Biologie in het buitengebied

Biologie in het buitengebied

Het losweken van de grote groep lukt, ik vergeet mijn sceptisch thuisfront, dit gaat helemaal lukken: biologie is een mooi vak en in het buitengebied is veel te zien. Mijn zeven leerlingen, van de leeftijd waarop meisjes ineens een kop groter zijn dan jongens, krijgen hun opdrachten op papier en ze volgen gedwee, op naar de eerste van drie plekken waar vrijwillige deskundigen met opdrachten op ons wachten. Amper op weg vindt een jongen het klembord al best zwaar. 

Aan de slag 

De eerste deskundige is zoek, maar de docent weet raad: we gaan soorten zoeken. Veel staan op de handout maar vind je iets buiten de lijst, dan is dat nog mooier. Voor soorten kennen is er de app: mobieltje richten, knop drukken, aflezen, afstrepen op de lijst, volgende scoren, de bingo noemt de organisatie dit onderdeel. Een kleine helft is aan de slag, de rest is druk met elkaar. Overbodig wenst een wandelaar me sterkte. 
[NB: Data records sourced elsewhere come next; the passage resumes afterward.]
PR #1080, opened 2024-12-09
only compile library when using recent bpftool versions

etsal:
Some scx users have bpftool versions < 7.5.0, causing Meson system to throw errors when linking in the BPF library to schedulers. Add a workaround by only compiling the library when the bpftool is new enough.

### DIFF
--- a/lib/meson.build
+++ b/lib/meson.build
@@ -15,11 +15,13 @@ foreach src: libs
   objs += [bpf_o]
 endforeach
 
-scx_lib = custom_target(scx_lib_name,
-  output: scx_lib_name + '.bpf.o',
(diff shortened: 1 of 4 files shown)


lib/meson.build
```diff
@@ -15,11 +15,13 @@ foreach src: libs
   objs += [bpf_o]
 endforeach
 
-scx_lib = custom_target(scx_lib_name,
-  output: scx_lib_name + '.bpf.o',
-  command: [compile_scx_lib, bpftool_exe_path, '@OUTPUT@', scx_lib_name, objs],
-  depends: objs,
+if bpftool_maj < 7 or (bpftool_maj == 7 and bpftool_min >= 5)
```
hodgesds, line 18: Probably worth adding a comment on why this is needed?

De app meldt de robinia pseudoacacia maar net als ik opper: zo leer je toch niks, herkent de scholier een tweede robinia, zonder technische interventie. Het beklijft! Papaver, die kennen ze, ze rennen erop af. Dwaalt eentje af, ik haal hem erbij: welke soort is dit? De meesten doen alsof ze de app niet hebben en schrijven soorten van elkaar over, iedereen heeft alles gezien. 

Contact kwijt 

De huizen achter de tweede deskundige, minder of meer waard dan een miljoen? is de dominante vraag in de groep. Bewoners kijken terug. Opdracht is: elementen in het landschap van boven schetsen. Alsof we erop neerkijken, ook de rivier en het meer? Goed begrepen, maar de rivier noemen we beek en het meer poel. Poel, dat is nieuw. Bewoners zien ons uitwaaieren. 

Verdere opdrachten verzanden als ze brood zoeken voor veronderstelde rivierkreeftjes, van invasieve exoten hebben ze gehoord. Soorten determineren, probeer ik, maar dat hebben ze nou wel gehad. Ik raak het contact kwijt en zie dat de tijd nog lang niet op is. We laten ze een kwartiertje praten en duwen en trekken, tot ze vragen wanneer het pauze is. 

Als de donder terug 

Dérde opdracht? Dat kan ik niet menen. Ze beloven een patatje als ik ze nu laat terugkeren. Eentje kan niet meer lopen, de volgende niet staan, de derde niet zitten, de arm doet nu écht zeer, waar is de wc? Ze gaan nauwelijks meer vooruit, alleen als een groot meisje een kleine jongen schopt komt er energie, achter de laanbomen verdwijnen er richting terugweg. De blijvers laat ik bellen: als de donder terugkomen! 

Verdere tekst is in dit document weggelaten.